Report: Another Anti-Immigrant Extremist to Join the Trump Administration
Jon Feere, a longtime staffer with the nativist think tank Center for Immigration Studies (CIS), is set to join the Department of Homeland Security in an “immigration-related position,” according to The Washington Post.
Feere, though, was coy about what his appointment would be.
“I’m in between jobs. That’s all I can say right now. I can’t confirm anything,” he told the Post.
There may be a reason for Feere’s reticence. Like the organization he worked for, he has a long history on the racist radical right.
In 2012, he granted an interview to the American Free Press, an anti-Semitic weekly tabloid (AFP) founded by Willis Carto, one of the most prominent anti-Semites of the last half-century. Then, two years later, Feere used the year anniversary of the Boston Marathon bombing to question the patriotism of undocumented youth, otherwise known as DREAMers in reference to The DREAM Act.
“It is a troubling thing that our government apparently does not have the capacity to determine whether immigrants to whom it grants citizenship have any allegiance to the United States, considering that some members of Congress are currently working on a way to put illegal aliens into our military,” Feere said in a piece published on the CIS website.

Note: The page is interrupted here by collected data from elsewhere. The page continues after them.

PR #14213, opened 2023-01-13
[homematic] Fix updating enum config values

maniac103:
When changing an enum value in the configuration, we used the wrong data type: while the value in the OH config is a string (the 'option value' - see HomematicThingHandler::getValueForConfiguration), internally we use an integer (the 'option index'), so we have to do the option value -> option index conversion when applying the new value. This especially was a problem for HM-MOD-EM-8 devices, which check the CHANNEL_FUNCTION enum value as part of their initialization routine. When disabling/enabling them after changing the CHANNEL_FUNCTION enum value, they went offline, because their initialization failed due to a NumberFormatException (via
HomematicThingHandler::doInitializeInBackground -> HmChannel::checkForChannelFunctionChange ->
HmChannel::getCurrentFunction)


jlaur (approved):
Thanks for the fix!

PR #14441, opened 2023-02-18
[imperihome] Remove org.apache.common

lsiepel:


lolodomo (approved):
LGTM, thank you

jlaur:
@lolodomo - I don't think we should have "enhancement" label on these PR's since it's purely technical refactoring? With this label in will be mentioned in release notes.

lolodomo:
I think it is good to have any code change in the release notes. It can help users identifying what changes could have broken something.

lsiepel:
Are you sure? As that does not seem to be common practice in the past: https://github.com/openhab/openhab-addons/pulls?page=2&q=is%3Apr+is%3Aclosed+no%3Alabel many technicall changes without tags

jlaur:
> I think it is good to have any code change in the release notes. It can help users identifying what changes could have broken something.

I don't think that has been common until now, but of course there can be gray areas where we need to assess individually whether to mention or not. But impression so far has been not to mention small purely technical refactoring PR's. @openhab/add-ons-maintainers, any opinions to have some common ground, so we don't continuously add/remove labels based on different rules?

PR #14442, opened 2023-02-18
[neeo] Remove org.apache.common

lsiepel:


lsiepel:
@tmrobert8 are you able to review?

mherwege:
> I may be one of the last neeo users at this point.

You are not alone, still using it as well.

morph166955:
Awesome, glad to know I'm not the lone ranger.

morph166955:
@lsiepel What is the expected behavior that we are looking for to pass/fail this?  I haven't looked at the code enough to see where the strings would be impacted with this.  I'm loading the jar now.

lsiepel:
> for to pass/fail this? I haven't looked at the code enough to see where the strings would be impacted with this. I'm loading the jar now.

I would call it succesfull if you managed to discover, add and control things. At that point about all changed lines have been called. Maybe use it for some days to see if anything strange happens.

morph166955:
Just to confirm, I'm only replacing the binding piece.  Not the integration right.

lsiepel:
> Just to confirm, I'm only replacing the binding piece. Not the integration right.

Yes.

morph166955:
I've dropped the jar in, it came up no errors so far.  I'll use it for a few days to make sure it behaves as expected.

morph166955:
The binding looked good last night when using the remote.  I didn't see any issues.

morph166955 (approved):
LGTM

morph166955:
I'm fine with the proposed change assuming the dependencies on the core are obviously resolved.

morph166955:
@lsiepel Why are some of the imports pointing to the neeo StringUtils and some are pointed to the openhab core StringUtils?

bundles/org.openhab.io.neeo/src/main/java/org/openhab/io/neeo/internal/util/StringUtils.java
```diff
@@ -0,0 +1,39 @@
...
+
+/**
+ * The {@link StringUtils} class defines some static string utility methods
+ *
+ * @author Leo Siepel - Initial contribution
+ */
+@NonNullByDefault
+public class StringUtils {
+
+    public static String[] split(@Nullable String input, String delimiter) {
```
jlaur, line 30: Looking at the usages, I don't think "support" for null is needed?

bundles/org.openhab.io.neeo/src/main/java/org/openhab/io/neeo/internal/util/StringUtils.java
```diff
@@ -0,0 +1,39 @@
...
+        if (input == null) {
+            return new String[0];
+        }
+        String[] splitted = input.split(delimiter);
+        List<String> list = new ArrayList<String>(Arrays.asList(splitted));
+        list.removeAll(Arrays.asList("", null));
+        return list.toArray(new String[0]);
```
jlaur, line 37: Hmm, two arrays instantiated, I'm wondering if this would be faster and perhaps also simpler to read and understand quickly?
```suggestion
        return Arrays.stream(input.split(delimiter))
            .filter(str -> !str.isEmpty())
            .toArray(String[]::new);
```

jlaur (changes requested):
Thanks! Two minor suggestions.

bundles/org.openhab.io.neeo/src/main/java/org/openhab/io/neeo/internal/util/StringUtils.java
lsiepel: Yeah that looks much simpler.

bundles/org.openhab.io.neeo/src/main/java/org/openhab/io/neeo/internal/util/StringUtils.java
lsiepel: dropped null support, i just liked it as it is more generic.

jlaur: Well, a method accepting `null` as parameter and returning `null` from that is indeed very generic. 😉 Too generic to be useful, IMHO.

In general, for a public method, if such usage doesn't make sense, it would be preferable to throw [IllegalArgumentException](https://docs.oracle.com/en/java/javase/17/docs/api/java.base/java/lang/IllegalArgumentException.html) to fail fast, and avoid calling it with a `null` parameter, i.e. not make it the responsibility of external methods to handle such error/corner case condition.

Internally we can often use null annotations to avoid such boiler-plate code and instead get help from static code analysis.

jlaur (approved):
LGTM

bundles/org.openhab.io.neeo/src/main/java/org/openhab/io/neeo/internal/util/StringUtils.java
lsiepel: Actually it was returning an empty array, not null. It is how many utility methods are graceful handling null cases. Your suggestion is also a very good pattern, I’ll try to keep it in mind. But anyway this is better now. Thanks

PR #14443, opened 2023-02-18
[exec] Remove org.apache.common

lsiepel:


bundles/org.openhab.binding.exec/src/main/java/org/openhab/binding/exec/internal/handler/ExecHandler.java
```diff
@@ -289,7 +288,7 @@ public void execute() {
 
             outputBuilder.append(errorBuilder.toString());
 
-            String transformedResponse = StringUtils.chomp(outputBuilder.toString());
+            String transformedResponse = outputBuilder.toString().replaceAll("\r", "").replaceAll("\n", "");
```
J-N-K, line 291: This is not the correct equivalent. According to https://commons.apache.org/proper/commons-lang/apidocs/org/apache/commons/lang3/StringUtils.html#chomp-java.lang.String- only the last `\n`, `\r`, `\r\n` is removed.

J-N-K (changes requested):

bundles/org.openhab.binding.exec/src/main/java/org/openhab/binding/exec/internal/handler/ExecHandler.java
jlaur: See also https://github.com/openhab/openhab-addons/pull/14433#discussion_r1111050883

lsiepel: The tests i used was wrong, got it fixed now including a util class with tests.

Feere is also an advocate of ending birthright citizenship, a provision in the 14th Amendment that states all born in the United States are automatically granted American citizenship. Anti-immigrant groups have campaigned against this provision for years.
CIS, where Feere has worked since 2002, was founded by John Tanton, a racist visionary who began creating a constellation of groups nearly 40 years ago that today comprise the modern anti-immigrant movement, one that demonizes immigrants and attempts to blame them for increases in crime, infrastructure problems and environmental degradation, to name a few. The group is known to regularly circulate the writings of white nationalists and Holocaust deniers.
But even more damning are the words of its senior leaders.
Following the devastating earthquake in Haiti in 2010, for example, Mark Krikorian, CIS’s executive director opined, “My guess is that Haiti's so screwed up because it wasn't colonized long enough.” (Emphasis his.)
A year later Krikorian wrote, “Well, I’m afraid that in the Islamic world democracy faces the problem of a vicious people, one where the desire for freedom is indeed written in every human heart, but the freedom to do evil.” One of Feere’s former co-workers, Stephen Steinlight, was filmed in 2014 decrying “Obama-style immigration reform,” saying that impeachment for President Obama was not enough “I would think being hung, drawn, and quartered is probably too good for him,” he said.
Feere’s appointment is key to fulfilling the long-term strategy envisioned by Tanton to “secure appointments of our friends" in key government positions to advance rigid immigration restrictions pushed by anti-immigrant activists.
With news of Feere’s appointment, and news earlier this week that Julie Kirchner, former executive director of another Tanton group, the Federation for American Immigration Reform (FAIR) had been appointed to a Customs and Border Patrol (CBP) position, Tanton’s dreams are becoming a reality in Trump’s America.